Uzman Psikolog Korkmaz, “Acaba evlendiğimde değişir mi? Bana gösterdiği ilgi azalır mı? Sevgi, saygı, şefkat ve aşkı azalır mı? Desteği azalır mı?’ Bu sorular evlilik stresini tetikler. Evlilikle birlikte omuzlarımıza yüklenecek sorumluluklar evlilik korkusunu oluşturan etkenlerdendir. Bu korkuya bir de bu soru işaretleri eklenince stres katlanarak artar. Bu sefer kişi ‘Aslında evlenmeyi çok istiyorum ama çok korkuyorum.’ demeye başlar. Bu cümle bir yerde ayrılık sinyallerinin de işaretini vermek anlamına gelebilir. Çünkü kişi bu soruların getirdiği stresle başa çıkamaz ve bu durumu atlatamazsa sendroma yakalanır. Ben bu durumu evlilik öncesi sendromu olarak adlandırıyorum”
“Çiftler evliliğin getireceği sorumluluklarla birlikte strese girip endişeye kapılabilirler. Bununla birlikte çiftler partnerlerinin doğru seçim olup olmadığını sorgulayarak da strese girebilirler. Bu durumda ailelere düşen görevler çiftleri sakinleştirmek olmalıdır. Kendi ilişkilerindeki güzel yaşanmışlıkları ve hayata dair mücadelelerini örnek olarak vermeleri, evlenecek olan çiftlerin olumlu ve güzel yönlerini çiftlere karşı dile getirmeleri stresi büyük ölçüde azaltacaktır.”

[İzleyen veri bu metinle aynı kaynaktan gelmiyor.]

PR #350, opened 2025-07-22
Don't delete target info on expiry if the service is still instrumented

grcevski:
We recently changed the design of the handling of target_info to be setup when we first instrument a service and removed when the service is shutdown. This allows customers to implement liveness like graphs on the metrics data. However, I had put code in the metrics expiration to delete the target info when the metrics reporter for a service is expunged from the reporter pool.

This code was necessary because of the following scenarion:
1. A service has been generating metrics all the time and the metrics export buffer is full.
2. A service is now terminated, and we delete the target info based on the process remove hook.
3. Since there might be metrics that haven't fully been exported, the target info can be brought back, since it will be restored by the delayed exported events.

However, the way the code is setup today has one potential problem. A dormant service that doesn't export any data in 5 minutes (the default TTL interval) will be kicked out of the metrics pool, causing the function to run and remove the target info metric. It's not a big deal, since the metric will be restored as soon as new data is generated in the future, but it defeats the purpose of keeping target_info related to the process lifecycle so that dashboards don't end up with gaps.

With this PR I'm relying on the pid tracker to check if we should really remove the target info. If the service has been removed, then we remove it once more after all buffered metrics have been serialised. If the reporter is expunged because of inactivity, and the service is really alive, we don't delete the target info, relying on the process termination hook to do it when the process terminates.

### DIFF
--- a/pkg/export/otel/metrics.go
+++ b/pkg/export/otel/metrics.go
@@ -425,8 +425,10 @@ func newMetricsReporter(
 			llog.Debug("evicting metrics reporter from cache")
 			v.cleanupAllMetricsInstances()
 
-			mr.deleteTracesTargetInfo(v)
-			mr.deleteTargetInfo(v)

“Bu sorunlar ile baş etmenin bir kaç yolu vardır. Kişisel gelişim kitapları okunabilir ya da gelişimsel programlar izlenebilir. Ama ciddi anlamda bu sorunların en sağlıklı çözümü bu alan ile ilgilenen bir psikologdan destek almaktır.”

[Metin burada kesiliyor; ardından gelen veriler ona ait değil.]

PR #369, opened 2025-07-24
bpf: classify postgres in ebpf, add large buffers and errors support

mmat11:
- Classify postgres connections in ebpf
- Add large buffers support for postgres
- Parse postgres errors

### DIFF
--- a/bpf/bpfcore/utils.h
+++ b/bpf/bpfcore/utils.h
@@ -59,14 +59,8 @@
                  : "+r"(VAR)                                                                       \
                  : [max] "i"(UMAX))
 
-// Check if a number is a power of 2.
-#define IS_POW2(n) ((n) != 0 && (((n) & ((n) - 1)) == 0))
-
-// Return from function if the number is NOT a power of 2
-#define RET_IF_NOT_POW2(n, ret)                                                                    \
-    do {                                                                                           \
-        if (!IS_POW2(n))                                                                           \
-            return (ret);                                                                          \
-    } while (0)
+static __always_inline bool is_pow2(u32 n) {
+    return n != 0UL && (n & (n - 1)) == 0UL;
+}
 
 #endif /* __UTILS_H__ */
--- a/bpf/bpfcore/utils.h
+++ b/bpf/bpfcore/utils.h
@@ -59,4 +59,14 @@
                  : "+r"(VAR)                                                                       \
                  : [max] "i"(UMAX))
 
+// Check if a number is a power of 2.
+#define IS_POW2(n) ((n) != 0 && (((n) & ((n) - 1)) == 0))
+
+// Return from function if the number is NOT a power of 2
+#define RET_IF_NOT_POW2(n, ret)                                                                    \
+    do {                                                                                           \
+        if (!IS_POW2(n))                                                                           \
+            return (ret);                                                                          \
+    } while (0)
+
 #endif /* __UTILS_H__ */
--- a/bpf/common/common.h
+++ b/bpf/common/common.h
@@ -39,13 +39,7 @@
 #define HTTP_CONTENT_TYPE_MAX_LEN 16
 
 volatile const u32 mysql_buffer_size = 0;
-
-enum {
-    k_mysql_query_max = 8192,
-    k_mysql_query_max_mask = k_mysql_query_max - 1,
-    k_mysql_error_message_max = 512,
-    k_mysql_error_message_max_mask = k_mysql_error_message_max - 1
-};
+volatile const u32 postgres_buffer_size = 0;
 
 enum large_buf_action : u8 {
     k_large_buf_action_init = 0,
--- a/bpf/generictracer/protocol_mysql.h
+++ b/bpf/generictracer/protocol_mysql.h
@@ -54,8 +54,8 @@ enum {
     k_mysql_com_stmt_execute = 0x17,
 
     // Large buffer
-    k_large_buf_max_size = 1 << 14, // 16K
-    k_large_buf_max_size_mask = k_large_buf_max_size - 1,
+    k_mysql_large_buf_max_size = 1 << 14, // 16K
+    k_mysql_large_buf_max_size_mask = k_mysql_large_buf_max_size - 1,
 
     // Sanity checks
     k_mysql_payload_length_max = 1 << 13, // 8K
@@ -68,7 +68,7 @@ struct {
     __uint(max_entries, MAX_CONCURRENT_REQUESTS);
 } mysql_state SEC(".maps");
 
-SCRATCH_MEM_SIZED(mysql_large_buffers, k_large_buf_max_size);
+SCRATCH_MEM_SIZED(mysql_large_buffers, k_mysql_large_buf_max_size);
 
 // This function is used to store the MySQL header if it comes in split packets
 // from double send.
@@ -185,7 +185,7 @@ static __always_inline int mysql_send_large_buffer(tcp_req_t *req,
     req->has_large_buffers = true;
     bpf_ringbuf_output(&events,
                        large_buf,
-                       (sizeof(tcp_large_buffer_t) + written) & k_large_buf_max_size_mask,
+                       (sizeof(tcp_large_buffer_t) + written) & k_mysql_large_buf_max_size_mask,
                        get_flags());
     return 0;
 }
@@ -202,8 +202,12 @@ static __always_inline u32 mysql_command_offset(struct mysql_hdr *hdr) {
 static __always_inline u8 is_mysql(connection_info_t *conn_info,
                                    const unsigned char *data,
                                    u32 data_len,
-                                   u8 *packet_type,
                                    enum protocol_type *protocol_type) {
+    if (*protocol_type != k_protocol_type_mysql && *protocol_type != k_protocol_type_unknown) {
+        // Already classified, not mysql.
+        return 0;
+    }
+
     if (mysql_store_state_data(conn_info, data, (size_t)data_len) < 0) {
         bpf_dbg_printk("is_mysql: 4 bytes packet, storing state data");
         return 0;
@@ -246,7 +250,6 @@ static __always_inline u8 is_mysql(connection_info_t *conn_info,
                 "is_mysql: COM_QUERY or COM_PREPARE found, but buf doesn't contain a sql query");
             return 0;
         }
-        *packet_type = PACKET_TYPE_REQUEST;
         break;
     case k_mysql_com_stmt_execute:
         // COM_STMT_EXECUTE packet structure:
@@ -259,7 +262,6 @@ static __always_inline u8 is_mysql(connection_info_t *conn_info,
             // Already identified, mark this as a request.
             // NOTE: Trying to classify the connection based on this command
             // would be unreliable, as the check is too shallow.
-            *packet_type = PACKET_TYPE_REQUEST;
             break;
         }
         return 0;
@@ -270,7 +272,6 @@ static __always_inline u8 is_mysql(connection_info_t *conn_info,
             // If the request came in split packets, the sequence ID will be 2 (hdr->hdr_arrived == false) or 3 (hdr->hdr_arrived == true).
             bpf_dbg_printk("is_mysql: already identified as MySQL protocol");
             if ((hdr.sequence_id == 1 && !hdr.hdr_arrived) || hdr.sequence_id > 1) {
-                *packet_type = PACKET_TYPE_RESPONSE;
                 break;
             }
             bpf_dbg_printk(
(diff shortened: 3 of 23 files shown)


bpf/common/common.h
```diff
@@ -39,13 +39,7 @@
...
 
 volatile const u32 mysql_buffer_size = 0;
-
-enum {
-    k_mysql_query_max = 8192,
-    k_mysql_query_max_mask = k_mysql_query_max - 1,
-    k_mysql_error_message_max = 512,
-    k_mysql_error_message_max_mask = k_mysql_error_message_max - 1
-};
+volatile const u32 postgres_buffer_size = 0;
```
grcevski, line 42: I think we likely need one buffer size option for all protocols. What do you think? I think it might be an overkill to ask folks to configure each protocol?

bpf/generictracer/protocol_mysql.h
```diff
@@ -54,8 +54,8 @@ enum {
     k_mysql_com_stmt_execute = 0x17,
 
     // Large buffer
-    k_large_buf_max_size = 1 << 14, // 16K
-    k_large_buf_max_size_mask = k_large_buf_max_size - 1,
+    k_mysql_large_buf_max_size = 1 << 14, // 16K
```
grcevski, line 58: I guess we don't need these changes if we simply use one buffer size for all.

pkg/components/sqlprune/postgres.go
```diff
@@ -0,0 +1,103 @@
...
+// 'S' 'ERROR' '\0'                                             // Severity
+// 'C' '23505' '\0'                                             // SQLSTATE code (unique violation)
+// 'M' 'duplicate key value violates unique constraint "mytable_pkey"' '\0' // Error message
+// 'D' 'Key (id)=(1) already exists.' '\0'                      // Detail
+// 'H' 'Perhaps you need to add a conditional statement?' '\0'  // Hint
+// 'F' 'nbtinsert.c' '\0'                                       // Source file
+// 'L' '402' '\0'                                               // Source line number
+// 'R' '_bt_check_unique' '\0'                                  // Routine
+// '\0'                                                         // End of message
+func parsePostgresError(buf []uint8) *request.SQLError {
```
grcevski, line 45: Do you mind adding tests for this file?

grcevski (commented):
This is awesome, thanks! I just left a comment to discuss if we should bother with configuring specific buffer sizes for each protocol. Perhaps it makes sense, I'm just wondering if it was considered and there's a need for this level of detail.

bpf/common/common.h
mmat11: The rationale for having it configurable per protocol was that if the workload has heavy traffic across multiple protocols (http, mysql, postgres, etc.), increasing the buffer for all of them could generate significant load, while enabling it for a specific protocol is a safer choice. Also, since the default is 0, it effectively acts as a toggle to enable or disable the feature based on the protocol.

pkg/components/sqlprune/postgres.go
mmat11: I added tests for this to the generic `SQLParseError` function (see `pkg/components/sqlprune/sqlparser_test.go`)

bpf/generictracer/protocol_postgres.h
```diff
@@ -0,0 +1,156 @@
...
+#include <generictracer/protocol_common.h>
+#include <generictracer/k_tracer_tailcall.h>
+
+#include <generictracer/maps/protocol_cache.h>
+
+#include <maps/active_ssl_connections.h>
+
+struct postgres_hdr {
+    uint8_t message_type;
+    uint32_t message_len;
```
rafaelroquetto:
```suggestion
    u8 message_type;
    u32 message_len;
```

rationale: consistency with the rest of the code

bpf/generictracer/protocol_postgres.h
```diff
@@ -0,0 +1,156 @@
...
+} __attribute__((packed));
```
rafaelroquetto: don't pack the struct - by doing this, accessing message_len is UB because it's not longer aligned to its type (u32) - it also incurs the performance penalty for the misaligned reads (or a plain fault in some archs)

bpf/generictracer/protocol_postgres.h
```diff
@@ -0,0 +1,156 @@
...
+// The return value is used to control the flow for this specific protocol.
+// -1: wait additional data; 0: continue, regardless of errors.
+static __always_inline int postgres_send_large_buffer(tcp_req_t *req,
+                                                      pid_connection_info_t *pid_conn,
+                                                      const void *u_buf,
+                                                      u32 bytes_len,
+                                                      u8 direction,
+                                                      enum large_buf_action action) {
+    const u8 buf_len_mask =
+        postgres_buffer_size - 1; // postgres_buffer_size is guaranteed to be a power of 2
```
rafaelroquetto: can we sanity check that here as well?

bpf/generictracer/protocol_postgres.h
```diff
@@ -0,0 +1,156 @@
...
+    }
+
+    large_buf->type = EVENT_TCP_LARGE_BUFFER;
+    large_buf->direction = direction;
+    large_buf->action = action;
+    __builtin_memcpy((void *)&large_buf->tp, (void *)&req->tp, sizeof(tp_info_t));
+
+    large_buf->len = bytes_len;
+    if (large_buf->len >= mysql_buffer_size) {
+        large_buf->len = mysql_buffer_size;
```
rafaelroquetto: I believe this is a bug:

```suggestion
    if (large_buf->len >= postgres_buffer_size) {
        large_buf->len = postgres_buffer_size;
```

bpf/generictracer/protocol_postgres.h
```diff
@@ -0,0 +1,156 @@
...
+                       get_flags());
+    return 0;
+}
+
+static __always_inline void postgres_parse_hdr(struct postgres_hdr *hdr,
+                                               const unsigned char *data) {
+    bpf_probe_read(&hdr->message_type, 1, data);
+    u32 message_len_le;
+    bpf_probe_read(&message_len_le, 4, data + 1);
+    hdr->message_len = bpf_ntohl(message_len_le);
```
rafaelroquetto: Just like we did for mysql, we should do a single 5 byte `bpf_probe_read` call here. Don't pack the struct as later we'll be having lots of misaligned reads of `message_len` and other issues.

something like

```
// disclaimer: untested
u8 header[5];
bpf_probe_read(header, sizeof(header), data)

u32 len;
__builtin_memcpy(&len, header + 1, sizeof(len));

struct header hdr = {0};
hdr.type = header[0];
hdr.message_len = bpf_ntohl(len);

return hdr;
```
I'd also just return the header as a value (if the verifier doesn't give you trouble) as that allows for const correctness (and the compiler will apply NRVO anyway).

bpf/generictracer/protocol_postgres.h
```diff
@@ -0,0 +1,156 @@
...
+            includes_known_command = true;
+            break;
+        default:
+            bpf_dbg_printk("postgres_detect: unhandled message type 0x%x", hdr.message_type);
+            return 0;
+        }
+    }
+
+    if (message_size != data_len) {
+        bpf_dbg_printk("is_postgres: message length mismatch: message_size=%d data_len=%d",
```
rafaelroquetto:
```suggestion
        bpf_dbg_printk("is_postgres: message length mismatch: message_size=%u data_len=%u",
```

bpf/generictracer/protocol_postgres.h
```diff
@@ -0,0 +1,156 @@
...
+        bpf_dbg_printk("is_postgres: data_len is too short: %d", data_len);
+        return 0;
+    }
+
+    size_t message_size = 0;
+    struct postgres_hdr hdr;
+    int i;
+    bool includes_known_command = false;
+
+    for (i = 0; i < k_pg_messages_in_packet_max; i++) {
```
rafaelroquetto:
```suggestion
    bool includes_known_command = false;

    for (u8 i = 0; i < k_pg_messages_in_packet_max; i++) {
```

bpf/generictracer/protocol_postgres.h
```diff
@@ -0,0 +1,156 @@
...
+        }
+
+        postgres_parse_hdr(&hdr, data + message_size);
+
+        message_size += hdr.message_len + 1;
+        if (hdr.message_len == 0) {
+            break;
+        }
+
+        switch (hdr.message_type) {
```
rafaelroquetto, line 137: non-rhetorical question: what happens if, say, the for loop iterates 2 times? Assume on the first time you parsed the header, so you end up with a given `message_type` - will this not override the `message_type` on the second iteration?

bpf/generictracer/protocol_postgres.h
```diff
@@ -0,0 +1,156 @@
...
+
+    if (!includes_known_command) {
+        bpf_dbg_printk("is_postgres: no known command found");
+        return 0;
+    }
+
+    *protocol_type = k_protocol_type_postgres;
+    bpf_map_update_elem(&protocol_cache, conn_info, protocol_type, BPF_ANY);
+
+    bpf_dbg_printk("is_postgres: postgres! message_type=%d", hdr.message_type);
```
rafaelroquetto:
```suggestion
    bpf_dbg_printk("is_postgres: postgres! message_type=%u", hdr.message_type);
```

pkg/components/sqlprune/postgres.go
grcevski: I was thinking maybe making some simple tests in postgres_test.go and just running various edge cases, maybe it's all covered, but it's hard to tell with the other test. These days any Gen AI tool will give you a good start if you  point it to this code.

bpf/common/common.h
grcevski: ok, cool. I can see this being important, it wasn't obvious since both are SQL, but I can imagine you want less bytes for specific protocol.

pkg/components/sqlprune/postgres.go
mmat11: Done

bpf/generictracer/protocol_postgres.h
mmat11: Done

bpf/generictracer/protocol_postgres.h
mmat11: Done

bpf/generictracer/protocol_postgres.h
mmat11: Yes, copypaste gone wrong

bpf/generictracer/protocol_postgres.h
mmat11: Done

bpf/generictracer/protocol_postgres.h
mmat11: Done

bpf/generictracer/protocol_postgres.h
mmat11: Done

bpf/generictracer/protocol_postgres.h
mmat11: We made it this way because postgres packets can contain more than one message so it's expected we overwrite the hdr; the important bit is that we add the size of each message while iterating so we can later check the total size of the packet against the calculated size of all the messages

bpf/generictracer/protocol_postgres.h
mmat11: Done

bpf/generictracer/protocol_postgres.h
mmat11: Done

bpf/bpfcore/utils.h
```diff
@@ -59,4 +59,14 @@
                  : "+r"(VAR)                                                                       \
                  : [max] "i"(UMAX))
 
+// Check if a number is a power of 2.
+#define IS_POW2(n) ((n) != 0 && (((n) & ((n) - 1)) == 0))
```
rafaelroquetto: IMHO we should avoid macros, even if that means slightly longer code, as they can harbour obscure bugs. For instance, in this case it evaluates n 3 times. For example, if you call `RET_IF_NOT_POW2(i++, -1)`, you’ll get unexpected behaviour (and undefined behaviour from modifying i twice without a sequence point).

Another issue is that bitwise manipulations are not well defined for signed integers with negative values - we should restrict this to unsigned values only - so a type safer alternative would just be turning this into a function:

```
static __always_inline bool is_pow2_u(unsigned long n) { // or u64 or whatever the most appropriate type here is
    return n != 0UL && (n & (n - 1)) == 0UL;
}
```

bpf/bpfcore/utils.h
```diff
@@ -59,4 +59,14 @@
...
+
+// Return from function if the number is NOT a power of 2
+#define RET_IF_NOT_POW2(n, ret)                                                                    \
```
rafaelroquetto: in the same spirit, can you please get rid of this and just spell in place
```
if (!is_pow2_u(foo)) {
   return
}
```

this doesn't save us a lot of lines, and is a very restrictive macro (i.e. can't be used in contexts returning `void`, overall it's just an abstraction that obscures otherwise trivial code - a plain `if (..) return` is clearer for a reader unfamiliar with the codebase.

bpf/bpfcore/utils.h
mmat11: Done

bpf/bpfcore/utils.h
mmat11: Done

rafaelroquetto (approved):
Thank you - that was quick! :)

“İlişkilerde 3’üncü şahıslar bazen çok yapıcı bazen ise çok yıkıcı olabiliyor. Bu ayırımı çok iyi yapmak ve buna göre müdahale izni vermek ya da vermemek gerekiyor. Eğer 3’üncü şahıslar ilişkiniz ve partneriniz hakkında sürekli olumsuz cümleler kuruyorsa, kötü dille eleştiriyorsa ve olumsuz iddialar ortaya atıyorsa buna kesinlikle ‘dur’ demeniz gerekir. Ancak 3’üncü şahıslar ilişkinizi destekliyor, ilişkiniz ve partneriniz hakkında olumlu cümleler kurup her fırsatta sevginizi ve birbirinize nasıl yakıştığınızı size hatırlatıyorsa onlarla dertleşebilirsiniz.” diye konuştu.

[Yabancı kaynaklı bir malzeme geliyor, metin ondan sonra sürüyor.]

PR #372, opened 2025-07-25
Add obi.version and obi.revision as resource attributes in network metrics

mariomac:
This only affects OTEL exports ATM.

Since Prometheus resource metrics (target_info) might require extra coordination effort between te different exporters (network and application), that attribute will go into another PR.

### DIFF
--- a/pkg/buildinfo/buildinfo.go
+++ b/pkg/buildinfo/buildinfo.go
@@ -4,6 +4,7 @@
 package buildinfo
 
 // Version and Revision variables are overridden at build time with Git repository information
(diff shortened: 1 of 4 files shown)


skl (approved):

grcevski (commented):
Do we not need a change in `func RecordGetters(name attr.Name) (attributes.Getter[*Record, attribute.KeyValue], bool)` ?

mariomac:
@grcevski we don't need it because `RecordGetters` applies only to metric-level attributes, while resource-level attributes (the ones that go in `target_info` are fixed)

Dışarıdan yapılan olumsuz yorumlar evliliğe engel oluyor
İlişkilerde çevresel faktörlerin de büyük bir rol oynadığını vurgulayan Korkmaz, dış etkenlerin ilişkileri olumlu ya da olumsuz yönde etkileyebileceğine dikkat çekti. Korkmaz, "İlişkinize ve partnerinize dışarıdan gelen olumsuz yorumlar, zamanla ilişkinizi zehirleyebilir. Bu nedenle, üçüncü kişilere karşı dikkatli olmak ve ilişkinizi koruyacak sınırlar koymak önemlidir." ifadelerini kullandı.
Evlilik öncesi yaşanan bu stres ve güvensizliklerle başa çıkabilmek için ailelere büyük görevler düştüğünü belirten Korkmaz, ailelerin, çiftlere destek olması gerektiğini ve olumlu örneklerle onları rahatlatmalarının stresi azaltacağını söyledi.
Evlilik öncesi dönemde yaşanan bu sorunların üstesinden gelmek için kişisel gelişim ve terapi seçenekleri de değerlendirilebilir. Ancak bu süreçte profesyonel destek almanın önemi bir kez daha altı çizilmekte.